Teamsters look north to expand FedEx union drive

TORONTO — FedEx, already battling large-scale unionization efforts stateside, will have to deal with a national organization campaign by the Teamsters in Canada as well.

According to the Journal of Commerce, the Teamsters is looking  to bring FedEx Canada workers in the express delivery and trucking divisions into the union.

A union spokesman told the JOC that it has dispatched about 50 organizers across Canada to get information to the 2,000 to 3,000 FedEx workers.

"We are confident about organizing workers from this company," Robert Bouvier, president of Teamsters Canada, said in a statement. "The time has come for the employer to respect and treat them fairly."

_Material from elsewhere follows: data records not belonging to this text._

PR #7597, opened 2018-08-29
Updated ArchiveManager class to skip realpath on urls for the targetDir

rieves:
For the issue #7598

### DIFF
--- a/src/Composer/Package/Archiver/ArchiveManager.php
+++ b/src/Composer/Package/Archiver/ArchiveManager.php
@@ -133,13 +133,7 @@ class ArchiveManager
 
         // Archive filename
         $filesystem->ensureDirectoryExists($targetDir);
-
-        if(filter_var($targetDir, FILTER_VALIDATE_URL)) {
-            $targetBase = $targetDir;
-        } else {
-            $targetBase = realpath($targetDir);
-        }
-
+        $targetBase = filter_var($targetDir, FILTER_VALIDATE_URL) ? $targetDir : realpath($targetDir);
         $target = $targetBase.'/'.$packageName.'.'.$format;
         $filesystem->ensureDirectoryExists(dirname($target));
 
--- a/src/Composer/Package/Archiver/ArchiveManager.php
+++ b/src/Composer/Package/Archiver/ArchiveManager.php
@@ -133,7 +133,14 @@ class ArchiveManager
 
         // Archive filename
         $filesystem->ensureDirectoryExists($targetDir);
-        $target = realpath($targetDir).'/'.$packageName.'.'.$format;
+
+        if(filter_var($targetDir, FILTER_VALIDATE_URL)) {
+            $targetBase = $targetDir;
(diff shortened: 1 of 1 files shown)


src/Composer/Package/Archiver/ArchiveManager.php
```diff
@@ -133,7 +133,14 @@ public function archive(PackageInterface $package, $format, $targetDir, $fileNam
 
         // Archive filename
         $filesystem->ensureDirectoryExists($targetDir);
-        $target = realpath($targetDir).'/'.$packageName.'.'.$format;
+
+        if(filter_var($targetDir, FILTER_VALIDATE_URL)) {
```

South of the border, the Teamsters are lobbying Congress to change how the company is governed under federal law, making it easier to unionize. The union is also trying to get FedEx’s independent drivers to be recognized as company employees.

UPS says it’s unfair it and its main competitor’s ground
ops are governed by two very different labor rules in the US.

In Canada, as Today’s Trucking has documented several times over the years, there have been precedent-setting labor decisions which have determined that independent owner operators and temporary agency drivers can be organized and made to be part of a labor union — even against some workers’ wishes.

Interestingly, though, the Teamsters’ in the U.S. are backed by FedEx’s main competitor, UPS, whose workforce is represented by the same union, nationwide.

Because 80 percent of FedEx’s business is airfreight, the company, including its Ground division, operates under the Railway Labor Act (RLA), which requires a majority of votes from all a company’s employees in order for that firm to be unionized.

UPS, instead, is governed by the New Deal-era National Labor Relations Act, which has significantly lower barriers to labor organizing.

After trying unsuccessfully in the 1990s to be reclassified under the RLA (a move that rival FedEx reportedly supported), the Teamsters and Big Brown, with much higher labor costs than its competitor, are lobbying Democrat-controlled Congress to have FedEx’s ground operations switched to the National Labor Relations Act as well.